IRRITADO

O SOCIALISMO É A FILOSOFIA DO FRACASSO, A CRENÇA NA IGNORÂNCIA, A PREGAÇÃO DA INVEJA. SEU DEFEITO INERENTE É A DISTRIBUIÇÃO IGUALITÁRIA DA MISÉRIA. Winston Churchill


PROCURADORES

A tendência para a asneira parece ter tomado, em definitivo, assento nas nossas magistraturas.

O PGR que já lá vai não perdia uma apariçãozinha perante os chamados media. Ele era entrevistas, declarações, comunicados, sei lá. Acabou, como é de timbre, por passar vida a meter o pé na argola. Havia fugas de matérias em segredo de justiça todos os dias. O homem não se continha, ou deixava que os outros se não contivessem. Tenho pena, uma vez que toda a gente diz que é um homem sério e sabedor. Não resistia, e pronto.

O PGR que temos vai pelo mesmo caminho, como o Irritado já teve ocasião de, duas vezes, sublinhar. Estando ainda no princípio do mandato, pode ser que perceba e se contenha. A ver vamos.

A Procuradora Morgado passou anos a matraquear as pessoas na televisão, atirando ao vento acusações das mais variadas naturezas, sem jamais dizer a quem se referia. Puzeram-na no galarim, ou seja, deram-lhe umas batatas quentes para descascar. Muito bem, agora é que vamos ver o que vale a senhora. O bichinho da publicidade, porém, já começou a mordê-la.

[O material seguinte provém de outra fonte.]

PR #3068, opened 2021-07-20
Add test for Temporal.Duration.from

FrankYFTang:

### DIFF
--- a/test/built-ins/Temporal/Duration/from/duration.js
+++ b/test/built-ins/Temporal/Duration/from/duration.js
@@ -3,7 +3,7 @@
 
 /*---
 esid: sec-temporal.duration.from
-description: Temporal.Duration.from will crate a Duration from a given Duration.
+description: Temporal.Duration.from will create a Duration from a given Duration.
 info: |
   1. If Type(item) is Object and item has an [[InitializedTemporalDuration]] internal slot, then
   a. Return ? CreateTemporalDuration(item.[[Years]], item.[[Months]], item.[[Weeks]], item.[[Days]], item.[[Hours]], item.[[Minutes]], item.[[Seconds]], item.[[Milliseconds]], item.[[Microseconds]], item.[[Nanoseconds]]).
--- a/test/built-ins/Temporal/Duration/from/duration.js
+++ b/test/built-ins/Temporal/Duration/from/duration.js
@@ -1,0 +1,32 @@
+// Copyright (C) 2021 the V8 project authors. All rights reserved.
+// This code is governed by the BSD license found in the LICENSE file.
+
+/*---
+esid: sec-temporal.duration.from
+description: Temporal.Duration.from will crate a Duration from a given Duration.
+info: |
+  1. If Type(item) is Object and item has an [[InitializedTemporalDuration]] internal slot, then
+  a. Return ? CreateTemporalDuration(item.[[Years]], item.[[Months]], item.[[Weeks]], item.[[Days]], item.[[Hours]], item.[[Minutes]], item.[[Seconds]], item.[[Milliseconds]], item.[[Microseconds]], item.[[Nanoseconds]]).
+  2. Return ? ToTemporalDuration(item).
+features: [Temporal]
+---*/
+function assertDuration(duration, years, months, weeks, days, hours,
+    minutes, seconds, milliseconds, microseconds, nanoseconds, sign, blank) {
+  assert.sameValue(years, duration.years, "years");
+  assert.sameValue(months, duration.months, "months");
+  assert.sameValue(weeks, duration.weeks, "weeks");
+  assert.sameValue(days, duration.days, "days");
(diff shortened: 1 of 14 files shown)


test/built-ins/Temporal/Duration/from/duration.js
```diff
@@ -0,0 +1,32 @@
+// Copyright (C) 2021 the V8 project authors. All rights reserved.
+// This code is governed by the BSD license found in the LICENSE file.
+
+/*---
+esid: sec-temporal.duration.from
+description: Temporal.Duration.from will crate a Duration from a given Duration.
```
rwaldron, line 6: s/crate/create

test/built-ins/Temporal/Duration/from/duration.js
```diff
@@ -0,0 +1,32 @@
...
+  assert.sameValue(days, duration.days, "days");
+  assert.sameValue(hours, duration.hours, "hours");
+  assert.sameValue(minutes, duration.minutes, "minutes");
+  assert.sameValue(seconds, duration.seconds, "seconds");
+  assert.sameValue(milliseconds, duration.milliseconds, "milliseconds");
+  assert.sameValue(microseconds, duration.microseconds, "microseconds");
+  assert.sameValue(nanoseconds, duration.nanoseconds, "nanoseconds");
+  assert.sameValue(sign, duration.sign, "sign");
+  assert.sameValue(blank, duration.blank, "blank");
+}
```
rwaldron, line 27: If this is going to be used many times, please add it to https://github.com/tc39/test262/blob/main/harness/temporalHelpers.js

test/built-ins/Temporal/Duration/from/string-throw-range-error.js
```diff
@@ -0,0 +1,56 @@
...
+assert.throws(RangeError, () => Temporal.Duration.from("PT,1H"),
+    "Invalid time value");
+assert.throws(RangeError, () => Temporal.Duration.from("PT.1M"),
+    "Invalid time value");
+assert.throws(RangeError, () => Temporal.Duration.from("PT,1M"),
+    "Invalid time value");
+assert.throws(RangeError, () => Temporal.Duration.from("PT.1S"),
+    "Invalid time value");
+assert.throws(RangeError, () => Temporal.Duration.from("PT,1S"),
+    "Invalid time value");
```
rwaldron, line 56: There are two options here: 

1. You can update these assert messages to be meaningful
2. I can run a script on them later and generate something more meaningful, but you'll have no say in them

test/built-ins/Temporal/Duration/from/string.js
```diff
@@ -0,0 +1,179 @@
...
+assertDuration(Temporal.Duration.from("PT3,025M"),
+    0, 0, 0, 0, 0, 3, 1, 500, 0, 0, 1, false);
+assertDuration(Temporal.Duration.from("PT3,01M"),
+    0, 0, 0, 0, 0, 3, 0, 600, 0, 0, 1, false);
+assertDuration(Temporal.Duration.from("PT3,005M"),
+    0, 0, 0, 0, 0, 3, 0, 300, 0, 0, 1, false);
+assertDuration(Temporal.Duration.from("PT3,001M"),
+    0, 0, 0, 0, 0, 3, 0, 60, 0, 0, 1, false);
+assertDuration(Temporal.Duration.from("PT3,006M"),
+    0, 0, 0, 0, 0, 3, 0, 360, 0, 0, 1, false);
```
rwaldron, line 179: What happens when the wrong number of arguments are passed?

test/built-ins/Temporal/Duration/from/string-throw-range-error.js
FrankYFTang: 2. is ok for me.

test/built-ins/Temporal/Duration/from/string.js
FrankYFTang: "PT3,001M" in ISO8601 is a different way to represent "PT3.001M" , whic means 3.001 minutes.
which is 3 minutes and 60 milliseconds

"PT3,006M" in ISO8601 is a different way to represent "PT3.006M" , whic means 3.006 minutes.
which is 3 minutes and 360 milliseconds

See https://tc39.es/proposal-temporal/#prod-DecimalSeparator both "." and "," are DecimalSeparator .

If your question is about the number of argument of the from method- there is only one 
https://tc39.es/proposal-temporal/#sec-temporal.duration.from

rwaldron:
@FrankYFTang the additions to `harness/temporalHelpers.js` are in `main` now, so you can rebase this and update it.

ptomato:
I'd recommend not merging this as it's obviously testing a mistake in the spec text, and we intend to ask for consensus at the next TC39 meeting to change it.

FrankYFTang:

Os despachos já aparecem na Internet, a pôr em causa a disciplina da organização. A senhora, em vez de guardar a independência e a discrição, aparece em sessões de propaganda do PS.

Uma outra senhora, cujo nome não tenho a honra de ter na memória, mas que é nem mais nem menos que a juíz do Tribunal Constitucional (aquele que tem lá há dois anos, sem decidir, a questão da criancinha disputada por gregos e troianos) que relatou o parecer e desempatou a decisão sobre o referendo do aborto, faz questão de aparecer na mesma sessão do PS, a defender o dito aborto. O que, pelo menos, nos diz que quem escreveu o relatório e o votou não foi um juiz independente, com critérios técnicos e constitucionais, mas uma cidadã interessada em dar, à luz das suas convicções pessoais, determinado destino à decisão a tomar.

 

É nisto que estamos. Enquanto os agentes da Justiça não perceberem a dignidade do seu múnus, não serão os Parlamentos, os Governos ou as Leis quem endireitará as coisas.